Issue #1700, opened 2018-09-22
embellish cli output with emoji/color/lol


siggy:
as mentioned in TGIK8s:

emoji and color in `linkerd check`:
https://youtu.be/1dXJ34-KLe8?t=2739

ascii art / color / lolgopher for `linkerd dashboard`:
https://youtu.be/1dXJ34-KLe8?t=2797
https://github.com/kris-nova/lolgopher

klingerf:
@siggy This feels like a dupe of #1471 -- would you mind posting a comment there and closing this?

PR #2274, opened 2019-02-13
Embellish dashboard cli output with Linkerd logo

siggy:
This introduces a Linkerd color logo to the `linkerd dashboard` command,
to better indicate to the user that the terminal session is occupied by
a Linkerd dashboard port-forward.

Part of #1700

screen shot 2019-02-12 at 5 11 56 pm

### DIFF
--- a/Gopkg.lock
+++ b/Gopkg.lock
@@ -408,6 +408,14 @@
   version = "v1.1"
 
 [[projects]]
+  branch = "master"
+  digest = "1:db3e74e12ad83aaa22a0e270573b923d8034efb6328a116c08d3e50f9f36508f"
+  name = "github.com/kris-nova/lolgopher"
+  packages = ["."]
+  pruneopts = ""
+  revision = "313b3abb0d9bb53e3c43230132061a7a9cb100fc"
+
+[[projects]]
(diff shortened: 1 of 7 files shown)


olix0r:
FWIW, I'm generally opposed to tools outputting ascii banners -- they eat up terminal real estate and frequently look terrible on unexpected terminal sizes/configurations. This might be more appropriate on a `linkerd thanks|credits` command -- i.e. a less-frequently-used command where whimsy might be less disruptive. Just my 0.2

* * *

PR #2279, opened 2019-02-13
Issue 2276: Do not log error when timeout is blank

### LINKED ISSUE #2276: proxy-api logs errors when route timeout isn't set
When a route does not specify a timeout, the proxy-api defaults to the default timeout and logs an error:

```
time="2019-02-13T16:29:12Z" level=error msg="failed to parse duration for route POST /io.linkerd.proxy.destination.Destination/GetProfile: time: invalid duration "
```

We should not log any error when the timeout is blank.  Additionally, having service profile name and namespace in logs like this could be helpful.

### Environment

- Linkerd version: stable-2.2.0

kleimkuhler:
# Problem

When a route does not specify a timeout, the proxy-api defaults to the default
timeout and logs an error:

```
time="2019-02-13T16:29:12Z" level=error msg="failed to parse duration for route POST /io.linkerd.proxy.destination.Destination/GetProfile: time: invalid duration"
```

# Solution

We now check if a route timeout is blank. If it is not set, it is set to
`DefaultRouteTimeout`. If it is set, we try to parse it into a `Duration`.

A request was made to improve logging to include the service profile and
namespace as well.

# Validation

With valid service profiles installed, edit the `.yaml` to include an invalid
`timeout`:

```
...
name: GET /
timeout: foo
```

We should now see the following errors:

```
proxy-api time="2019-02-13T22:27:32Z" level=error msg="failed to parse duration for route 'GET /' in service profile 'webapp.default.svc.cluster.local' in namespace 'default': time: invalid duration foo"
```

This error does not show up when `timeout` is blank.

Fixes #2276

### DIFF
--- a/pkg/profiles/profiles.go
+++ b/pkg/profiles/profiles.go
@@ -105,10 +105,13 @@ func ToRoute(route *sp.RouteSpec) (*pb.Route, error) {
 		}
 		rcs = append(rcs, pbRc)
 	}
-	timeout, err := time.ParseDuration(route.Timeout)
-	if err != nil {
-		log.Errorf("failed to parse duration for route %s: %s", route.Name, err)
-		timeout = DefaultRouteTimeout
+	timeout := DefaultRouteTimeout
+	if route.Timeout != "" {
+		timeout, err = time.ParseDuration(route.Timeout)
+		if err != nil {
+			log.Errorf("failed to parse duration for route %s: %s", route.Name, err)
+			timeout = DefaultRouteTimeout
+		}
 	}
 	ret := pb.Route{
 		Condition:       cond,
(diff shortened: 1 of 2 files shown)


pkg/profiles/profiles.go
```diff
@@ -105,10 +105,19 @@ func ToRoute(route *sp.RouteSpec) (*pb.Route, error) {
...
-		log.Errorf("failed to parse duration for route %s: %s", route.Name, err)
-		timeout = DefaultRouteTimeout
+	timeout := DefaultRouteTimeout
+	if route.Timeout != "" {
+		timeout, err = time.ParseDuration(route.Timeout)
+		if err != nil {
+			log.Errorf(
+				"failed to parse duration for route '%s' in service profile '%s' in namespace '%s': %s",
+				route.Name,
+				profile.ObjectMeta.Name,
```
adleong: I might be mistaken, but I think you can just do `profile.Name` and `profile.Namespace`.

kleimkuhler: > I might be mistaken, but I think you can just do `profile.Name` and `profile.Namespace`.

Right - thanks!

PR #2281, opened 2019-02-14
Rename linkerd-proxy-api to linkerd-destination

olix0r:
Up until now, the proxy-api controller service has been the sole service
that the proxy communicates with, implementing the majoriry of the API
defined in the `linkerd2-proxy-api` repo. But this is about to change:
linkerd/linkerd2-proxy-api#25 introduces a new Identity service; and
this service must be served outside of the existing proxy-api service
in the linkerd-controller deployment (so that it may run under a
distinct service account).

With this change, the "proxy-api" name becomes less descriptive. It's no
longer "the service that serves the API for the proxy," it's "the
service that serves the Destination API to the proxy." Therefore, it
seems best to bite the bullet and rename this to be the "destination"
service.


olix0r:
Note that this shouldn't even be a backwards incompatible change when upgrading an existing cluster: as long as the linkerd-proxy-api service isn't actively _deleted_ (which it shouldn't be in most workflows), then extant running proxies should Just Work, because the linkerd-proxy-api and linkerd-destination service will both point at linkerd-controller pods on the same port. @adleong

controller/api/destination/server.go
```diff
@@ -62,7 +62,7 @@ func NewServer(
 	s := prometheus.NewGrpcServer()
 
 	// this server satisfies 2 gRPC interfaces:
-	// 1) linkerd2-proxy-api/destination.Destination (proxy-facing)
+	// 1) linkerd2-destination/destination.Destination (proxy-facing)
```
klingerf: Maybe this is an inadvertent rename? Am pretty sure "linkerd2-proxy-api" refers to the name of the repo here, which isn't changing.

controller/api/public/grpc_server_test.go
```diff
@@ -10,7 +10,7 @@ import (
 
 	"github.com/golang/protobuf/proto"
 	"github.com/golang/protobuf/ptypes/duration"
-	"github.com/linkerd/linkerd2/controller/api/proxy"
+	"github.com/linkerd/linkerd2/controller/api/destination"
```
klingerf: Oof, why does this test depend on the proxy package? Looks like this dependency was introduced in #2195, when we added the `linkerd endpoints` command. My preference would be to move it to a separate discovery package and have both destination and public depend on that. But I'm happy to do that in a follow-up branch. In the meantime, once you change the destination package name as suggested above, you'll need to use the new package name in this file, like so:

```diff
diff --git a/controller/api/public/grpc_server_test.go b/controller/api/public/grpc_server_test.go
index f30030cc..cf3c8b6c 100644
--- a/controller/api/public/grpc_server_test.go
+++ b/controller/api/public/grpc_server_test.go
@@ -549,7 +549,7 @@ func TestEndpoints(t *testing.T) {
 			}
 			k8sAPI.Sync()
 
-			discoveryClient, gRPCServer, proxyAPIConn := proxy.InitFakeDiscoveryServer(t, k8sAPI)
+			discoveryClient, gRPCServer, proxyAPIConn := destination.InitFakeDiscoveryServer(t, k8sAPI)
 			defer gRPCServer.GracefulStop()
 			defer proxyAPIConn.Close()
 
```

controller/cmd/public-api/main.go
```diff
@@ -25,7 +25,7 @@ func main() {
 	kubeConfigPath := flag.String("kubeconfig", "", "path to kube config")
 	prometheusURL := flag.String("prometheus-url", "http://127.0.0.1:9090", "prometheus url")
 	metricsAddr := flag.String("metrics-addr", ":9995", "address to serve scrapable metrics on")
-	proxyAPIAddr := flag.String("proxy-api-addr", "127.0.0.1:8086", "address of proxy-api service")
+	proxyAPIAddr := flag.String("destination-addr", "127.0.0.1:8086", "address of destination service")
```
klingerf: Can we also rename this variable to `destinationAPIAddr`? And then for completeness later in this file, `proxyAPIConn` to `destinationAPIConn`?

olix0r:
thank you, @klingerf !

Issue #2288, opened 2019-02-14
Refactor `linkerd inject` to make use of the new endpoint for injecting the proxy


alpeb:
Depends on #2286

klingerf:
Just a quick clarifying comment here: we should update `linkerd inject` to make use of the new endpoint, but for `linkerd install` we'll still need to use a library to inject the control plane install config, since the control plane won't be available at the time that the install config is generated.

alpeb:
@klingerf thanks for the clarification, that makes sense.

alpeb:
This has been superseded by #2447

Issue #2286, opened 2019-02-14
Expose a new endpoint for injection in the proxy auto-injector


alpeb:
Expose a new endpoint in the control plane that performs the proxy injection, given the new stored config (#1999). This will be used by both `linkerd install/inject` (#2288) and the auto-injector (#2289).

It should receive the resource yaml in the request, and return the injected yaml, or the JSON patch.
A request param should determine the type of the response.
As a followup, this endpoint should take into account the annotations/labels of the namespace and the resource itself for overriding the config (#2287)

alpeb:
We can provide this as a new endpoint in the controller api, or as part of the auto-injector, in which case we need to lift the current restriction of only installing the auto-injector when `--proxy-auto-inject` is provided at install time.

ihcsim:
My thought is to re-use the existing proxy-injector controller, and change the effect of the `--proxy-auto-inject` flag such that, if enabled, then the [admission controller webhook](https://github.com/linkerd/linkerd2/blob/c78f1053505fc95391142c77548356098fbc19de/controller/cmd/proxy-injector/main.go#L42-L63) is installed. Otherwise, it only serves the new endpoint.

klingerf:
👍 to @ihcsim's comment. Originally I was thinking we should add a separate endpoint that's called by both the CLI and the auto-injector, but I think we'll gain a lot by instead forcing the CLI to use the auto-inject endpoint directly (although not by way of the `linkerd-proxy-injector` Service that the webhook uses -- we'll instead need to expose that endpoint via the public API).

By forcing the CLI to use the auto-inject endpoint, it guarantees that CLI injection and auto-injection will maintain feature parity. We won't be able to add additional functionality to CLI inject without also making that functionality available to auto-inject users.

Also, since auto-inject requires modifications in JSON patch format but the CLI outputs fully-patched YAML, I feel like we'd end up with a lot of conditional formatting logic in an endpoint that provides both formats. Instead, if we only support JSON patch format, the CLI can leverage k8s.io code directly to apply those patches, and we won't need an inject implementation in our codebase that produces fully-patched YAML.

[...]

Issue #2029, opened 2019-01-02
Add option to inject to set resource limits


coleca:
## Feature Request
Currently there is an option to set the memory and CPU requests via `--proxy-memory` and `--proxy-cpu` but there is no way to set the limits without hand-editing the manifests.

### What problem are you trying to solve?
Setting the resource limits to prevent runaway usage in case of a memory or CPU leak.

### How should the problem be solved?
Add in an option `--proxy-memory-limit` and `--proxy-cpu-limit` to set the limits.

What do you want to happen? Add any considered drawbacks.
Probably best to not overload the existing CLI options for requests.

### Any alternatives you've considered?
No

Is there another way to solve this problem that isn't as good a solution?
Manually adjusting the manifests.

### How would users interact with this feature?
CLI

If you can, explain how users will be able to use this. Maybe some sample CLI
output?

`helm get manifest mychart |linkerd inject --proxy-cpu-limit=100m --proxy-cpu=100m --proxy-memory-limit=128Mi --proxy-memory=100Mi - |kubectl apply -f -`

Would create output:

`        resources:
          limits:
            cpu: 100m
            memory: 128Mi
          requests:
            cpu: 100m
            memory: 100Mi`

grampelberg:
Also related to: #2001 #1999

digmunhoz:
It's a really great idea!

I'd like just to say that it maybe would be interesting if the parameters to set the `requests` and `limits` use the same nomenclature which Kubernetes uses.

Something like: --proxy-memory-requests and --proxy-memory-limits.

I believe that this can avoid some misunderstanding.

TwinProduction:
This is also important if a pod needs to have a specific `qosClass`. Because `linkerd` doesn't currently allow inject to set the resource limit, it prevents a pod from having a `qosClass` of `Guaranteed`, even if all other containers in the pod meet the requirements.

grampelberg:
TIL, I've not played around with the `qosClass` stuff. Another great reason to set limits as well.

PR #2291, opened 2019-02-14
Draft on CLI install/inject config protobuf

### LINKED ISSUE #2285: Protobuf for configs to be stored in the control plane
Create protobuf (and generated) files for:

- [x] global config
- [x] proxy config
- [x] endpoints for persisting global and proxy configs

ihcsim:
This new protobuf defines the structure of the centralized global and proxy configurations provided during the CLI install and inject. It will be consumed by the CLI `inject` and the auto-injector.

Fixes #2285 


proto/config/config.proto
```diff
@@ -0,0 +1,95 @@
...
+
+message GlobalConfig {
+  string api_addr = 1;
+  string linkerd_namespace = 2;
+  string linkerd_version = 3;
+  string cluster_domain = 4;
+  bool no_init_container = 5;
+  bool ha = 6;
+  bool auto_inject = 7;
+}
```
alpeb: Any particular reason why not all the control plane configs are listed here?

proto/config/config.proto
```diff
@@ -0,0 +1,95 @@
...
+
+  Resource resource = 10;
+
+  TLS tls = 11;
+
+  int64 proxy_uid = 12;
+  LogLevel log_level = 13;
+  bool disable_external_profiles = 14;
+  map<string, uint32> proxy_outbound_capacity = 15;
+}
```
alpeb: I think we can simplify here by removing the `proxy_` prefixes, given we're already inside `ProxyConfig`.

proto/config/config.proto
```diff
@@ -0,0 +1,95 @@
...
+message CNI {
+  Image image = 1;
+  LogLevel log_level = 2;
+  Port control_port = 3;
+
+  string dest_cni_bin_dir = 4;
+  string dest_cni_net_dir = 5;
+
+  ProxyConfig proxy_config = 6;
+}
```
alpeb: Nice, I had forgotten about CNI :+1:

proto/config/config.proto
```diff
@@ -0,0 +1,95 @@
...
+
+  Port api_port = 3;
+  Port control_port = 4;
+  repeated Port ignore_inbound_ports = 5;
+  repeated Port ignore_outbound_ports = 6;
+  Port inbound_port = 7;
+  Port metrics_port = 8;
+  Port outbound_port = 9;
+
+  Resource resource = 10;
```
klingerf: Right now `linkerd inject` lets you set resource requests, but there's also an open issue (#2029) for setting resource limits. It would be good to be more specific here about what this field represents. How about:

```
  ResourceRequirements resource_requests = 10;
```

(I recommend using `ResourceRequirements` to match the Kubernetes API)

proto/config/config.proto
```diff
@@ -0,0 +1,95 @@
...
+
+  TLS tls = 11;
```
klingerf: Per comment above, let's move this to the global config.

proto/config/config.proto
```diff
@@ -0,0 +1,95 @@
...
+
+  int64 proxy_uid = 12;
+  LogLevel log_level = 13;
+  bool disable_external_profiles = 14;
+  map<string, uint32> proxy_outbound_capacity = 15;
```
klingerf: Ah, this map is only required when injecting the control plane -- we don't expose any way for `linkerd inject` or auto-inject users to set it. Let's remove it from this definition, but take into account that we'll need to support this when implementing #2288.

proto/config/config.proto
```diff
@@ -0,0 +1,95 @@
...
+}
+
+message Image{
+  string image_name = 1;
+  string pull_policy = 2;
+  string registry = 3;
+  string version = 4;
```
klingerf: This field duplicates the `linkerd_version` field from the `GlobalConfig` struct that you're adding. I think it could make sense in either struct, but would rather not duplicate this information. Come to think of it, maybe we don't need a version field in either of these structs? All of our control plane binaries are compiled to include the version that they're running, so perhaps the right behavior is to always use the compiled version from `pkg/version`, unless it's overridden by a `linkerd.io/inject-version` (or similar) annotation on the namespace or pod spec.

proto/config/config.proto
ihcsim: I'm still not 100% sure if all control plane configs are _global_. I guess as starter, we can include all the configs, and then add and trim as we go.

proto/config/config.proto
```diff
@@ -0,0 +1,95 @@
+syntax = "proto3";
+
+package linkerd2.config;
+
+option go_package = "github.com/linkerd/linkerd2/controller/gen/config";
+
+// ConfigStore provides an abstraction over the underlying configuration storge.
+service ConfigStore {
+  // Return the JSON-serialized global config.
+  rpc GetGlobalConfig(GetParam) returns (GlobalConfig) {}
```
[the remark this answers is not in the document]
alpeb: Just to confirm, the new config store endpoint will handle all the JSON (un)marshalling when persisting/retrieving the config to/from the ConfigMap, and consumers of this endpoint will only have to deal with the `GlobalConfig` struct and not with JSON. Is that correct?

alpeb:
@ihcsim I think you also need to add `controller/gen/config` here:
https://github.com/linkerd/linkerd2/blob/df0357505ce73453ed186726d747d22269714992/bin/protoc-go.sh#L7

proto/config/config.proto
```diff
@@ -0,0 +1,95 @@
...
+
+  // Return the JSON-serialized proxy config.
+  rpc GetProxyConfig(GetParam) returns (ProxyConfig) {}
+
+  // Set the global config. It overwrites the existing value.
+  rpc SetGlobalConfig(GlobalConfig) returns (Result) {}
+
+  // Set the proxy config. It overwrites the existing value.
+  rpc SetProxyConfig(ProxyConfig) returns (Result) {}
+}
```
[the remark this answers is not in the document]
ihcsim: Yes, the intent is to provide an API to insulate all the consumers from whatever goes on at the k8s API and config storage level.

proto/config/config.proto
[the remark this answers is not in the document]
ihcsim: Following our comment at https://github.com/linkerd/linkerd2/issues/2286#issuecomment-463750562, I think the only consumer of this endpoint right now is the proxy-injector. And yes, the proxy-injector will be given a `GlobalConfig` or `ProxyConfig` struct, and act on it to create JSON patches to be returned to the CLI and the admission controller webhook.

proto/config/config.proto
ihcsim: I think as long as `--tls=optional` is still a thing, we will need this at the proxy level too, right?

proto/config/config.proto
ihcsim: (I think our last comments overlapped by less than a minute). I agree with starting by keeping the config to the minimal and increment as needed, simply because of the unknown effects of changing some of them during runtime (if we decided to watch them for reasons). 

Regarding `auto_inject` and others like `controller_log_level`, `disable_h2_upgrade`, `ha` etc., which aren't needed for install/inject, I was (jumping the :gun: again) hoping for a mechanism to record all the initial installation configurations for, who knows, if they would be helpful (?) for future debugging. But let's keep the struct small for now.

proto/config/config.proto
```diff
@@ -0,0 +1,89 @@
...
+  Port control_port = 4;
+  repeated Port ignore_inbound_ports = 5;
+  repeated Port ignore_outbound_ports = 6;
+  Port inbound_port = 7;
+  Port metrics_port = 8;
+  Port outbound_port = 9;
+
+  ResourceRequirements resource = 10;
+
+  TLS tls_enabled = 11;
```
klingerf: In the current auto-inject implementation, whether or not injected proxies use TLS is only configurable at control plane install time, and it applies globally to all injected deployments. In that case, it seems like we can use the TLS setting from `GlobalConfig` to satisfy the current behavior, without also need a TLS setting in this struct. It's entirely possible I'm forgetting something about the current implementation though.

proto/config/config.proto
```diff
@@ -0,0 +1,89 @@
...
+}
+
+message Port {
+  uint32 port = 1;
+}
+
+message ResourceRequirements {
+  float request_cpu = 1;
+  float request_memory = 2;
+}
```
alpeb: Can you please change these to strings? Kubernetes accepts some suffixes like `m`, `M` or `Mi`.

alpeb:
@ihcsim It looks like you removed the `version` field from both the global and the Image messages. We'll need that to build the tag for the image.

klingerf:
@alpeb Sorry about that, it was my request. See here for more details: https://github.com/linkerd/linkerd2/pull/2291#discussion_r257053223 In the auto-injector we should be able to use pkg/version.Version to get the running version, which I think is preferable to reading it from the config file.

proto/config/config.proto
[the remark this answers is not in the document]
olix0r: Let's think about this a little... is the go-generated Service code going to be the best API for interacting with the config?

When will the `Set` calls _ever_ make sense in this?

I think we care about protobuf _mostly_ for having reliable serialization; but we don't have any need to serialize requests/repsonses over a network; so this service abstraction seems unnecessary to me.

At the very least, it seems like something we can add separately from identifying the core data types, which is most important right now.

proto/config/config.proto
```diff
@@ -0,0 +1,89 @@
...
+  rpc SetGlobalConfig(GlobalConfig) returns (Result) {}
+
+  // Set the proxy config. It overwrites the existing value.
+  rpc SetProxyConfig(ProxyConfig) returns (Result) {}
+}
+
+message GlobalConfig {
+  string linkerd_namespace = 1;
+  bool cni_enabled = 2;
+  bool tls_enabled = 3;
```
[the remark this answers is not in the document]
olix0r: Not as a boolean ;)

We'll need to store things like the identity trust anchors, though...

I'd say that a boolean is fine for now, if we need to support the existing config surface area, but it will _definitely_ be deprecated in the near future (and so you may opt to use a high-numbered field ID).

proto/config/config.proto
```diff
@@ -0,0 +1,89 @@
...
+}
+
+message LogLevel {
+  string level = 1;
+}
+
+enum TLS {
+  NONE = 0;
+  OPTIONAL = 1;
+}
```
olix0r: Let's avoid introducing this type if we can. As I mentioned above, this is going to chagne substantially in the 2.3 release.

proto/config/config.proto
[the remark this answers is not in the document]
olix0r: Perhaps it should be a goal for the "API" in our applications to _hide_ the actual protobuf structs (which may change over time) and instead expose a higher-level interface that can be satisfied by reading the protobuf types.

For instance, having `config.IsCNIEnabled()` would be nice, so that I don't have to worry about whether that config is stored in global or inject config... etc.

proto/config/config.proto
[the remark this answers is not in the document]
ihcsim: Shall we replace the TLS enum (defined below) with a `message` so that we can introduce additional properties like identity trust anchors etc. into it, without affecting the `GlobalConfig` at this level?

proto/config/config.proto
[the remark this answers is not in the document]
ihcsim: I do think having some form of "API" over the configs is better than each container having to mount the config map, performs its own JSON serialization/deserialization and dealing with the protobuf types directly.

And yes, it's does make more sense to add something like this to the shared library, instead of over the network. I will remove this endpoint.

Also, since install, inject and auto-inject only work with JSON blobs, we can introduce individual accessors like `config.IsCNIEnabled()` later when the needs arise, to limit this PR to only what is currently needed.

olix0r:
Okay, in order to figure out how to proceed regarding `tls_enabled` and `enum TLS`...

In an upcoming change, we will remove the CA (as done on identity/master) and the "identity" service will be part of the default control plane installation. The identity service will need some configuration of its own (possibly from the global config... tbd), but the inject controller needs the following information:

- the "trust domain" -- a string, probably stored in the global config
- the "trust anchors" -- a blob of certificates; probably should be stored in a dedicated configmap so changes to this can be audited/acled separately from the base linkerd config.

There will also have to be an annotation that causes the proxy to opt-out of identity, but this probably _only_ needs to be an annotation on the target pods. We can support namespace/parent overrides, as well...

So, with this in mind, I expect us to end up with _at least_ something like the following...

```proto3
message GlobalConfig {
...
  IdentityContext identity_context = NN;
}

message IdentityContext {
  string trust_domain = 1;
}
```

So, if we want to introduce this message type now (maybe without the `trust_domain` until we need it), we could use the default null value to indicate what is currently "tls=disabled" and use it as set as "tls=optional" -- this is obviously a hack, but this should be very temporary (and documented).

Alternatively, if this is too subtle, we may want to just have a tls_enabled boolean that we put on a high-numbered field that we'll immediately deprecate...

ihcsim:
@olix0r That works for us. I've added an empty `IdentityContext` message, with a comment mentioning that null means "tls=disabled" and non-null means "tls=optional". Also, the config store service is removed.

...

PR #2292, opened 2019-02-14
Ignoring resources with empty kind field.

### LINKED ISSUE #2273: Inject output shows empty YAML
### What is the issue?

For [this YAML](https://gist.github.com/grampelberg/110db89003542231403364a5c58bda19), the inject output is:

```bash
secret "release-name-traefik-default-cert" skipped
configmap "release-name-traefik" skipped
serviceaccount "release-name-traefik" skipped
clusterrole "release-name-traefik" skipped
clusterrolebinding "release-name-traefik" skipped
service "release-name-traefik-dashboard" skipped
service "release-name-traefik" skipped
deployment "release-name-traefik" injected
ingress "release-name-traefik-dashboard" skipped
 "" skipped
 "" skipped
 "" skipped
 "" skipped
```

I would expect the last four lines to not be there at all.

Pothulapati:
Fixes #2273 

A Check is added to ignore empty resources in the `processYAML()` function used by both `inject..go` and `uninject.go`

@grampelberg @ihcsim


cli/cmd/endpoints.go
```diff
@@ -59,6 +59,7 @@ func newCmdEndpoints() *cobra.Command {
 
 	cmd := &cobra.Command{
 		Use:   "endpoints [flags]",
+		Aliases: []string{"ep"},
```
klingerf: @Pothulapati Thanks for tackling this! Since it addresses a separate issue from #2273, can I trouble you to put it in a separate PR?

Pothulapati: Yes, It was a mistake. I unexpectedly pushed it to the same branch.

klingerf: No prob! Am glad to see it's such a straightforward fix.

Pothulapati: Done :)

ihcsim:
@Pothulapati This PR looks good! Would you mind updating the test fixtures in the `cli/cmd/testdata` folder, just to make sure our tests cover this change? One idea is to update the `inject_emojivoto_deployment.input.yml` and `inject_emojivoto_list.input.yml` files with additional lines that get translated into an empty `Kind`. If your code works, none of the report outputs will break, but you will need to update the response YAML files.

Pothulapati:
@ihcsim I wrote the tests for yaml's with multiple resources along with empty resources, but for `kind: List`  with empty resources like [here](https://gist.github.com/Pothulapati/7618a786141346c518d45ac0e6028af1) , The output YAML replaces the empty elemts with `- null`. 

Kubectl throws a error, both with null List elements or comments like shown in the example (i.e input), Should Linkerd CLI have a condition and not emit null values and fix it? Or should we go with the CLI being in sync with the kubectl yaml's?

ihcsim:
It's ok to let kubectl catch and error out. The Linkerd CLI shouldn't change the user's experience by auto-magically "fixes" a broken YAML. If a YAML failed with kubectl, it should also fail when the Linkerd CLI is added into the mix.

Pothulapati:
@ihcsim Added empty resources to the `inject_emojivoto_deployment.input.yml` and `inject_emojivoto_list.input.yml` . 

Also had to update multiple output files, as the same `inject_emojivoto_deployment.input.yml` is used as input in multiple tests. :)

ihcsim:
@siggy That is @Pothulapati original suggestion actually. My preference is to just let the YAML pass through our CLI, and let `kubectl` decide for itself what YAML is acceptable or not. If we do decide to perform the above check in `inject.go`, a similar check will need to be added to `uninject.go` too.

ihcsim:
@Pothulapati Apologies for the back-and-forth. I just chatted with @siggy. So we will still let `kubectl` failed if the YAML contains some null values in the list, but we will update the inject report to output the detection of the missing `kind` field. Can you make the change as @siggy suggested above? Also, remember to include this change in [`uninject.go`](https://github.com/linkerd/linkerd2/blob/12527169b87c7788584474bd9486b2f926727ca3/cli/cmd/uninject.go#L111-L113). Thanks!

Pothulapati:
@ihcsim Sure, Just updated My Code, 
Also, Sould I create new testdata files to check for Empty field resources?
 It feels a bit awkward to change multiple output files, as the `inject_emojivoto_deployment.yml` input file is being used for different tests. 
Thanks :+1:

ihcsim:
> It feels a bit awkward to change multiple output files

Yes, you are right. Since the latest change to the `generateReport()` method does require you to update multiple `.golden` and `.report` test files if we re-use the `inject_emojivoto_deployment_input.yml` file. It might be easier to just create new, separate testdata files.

• **Task goal**
A single figure is the whole answer: the number of lines in the listing that contain the word "float".

• **Task solution**
2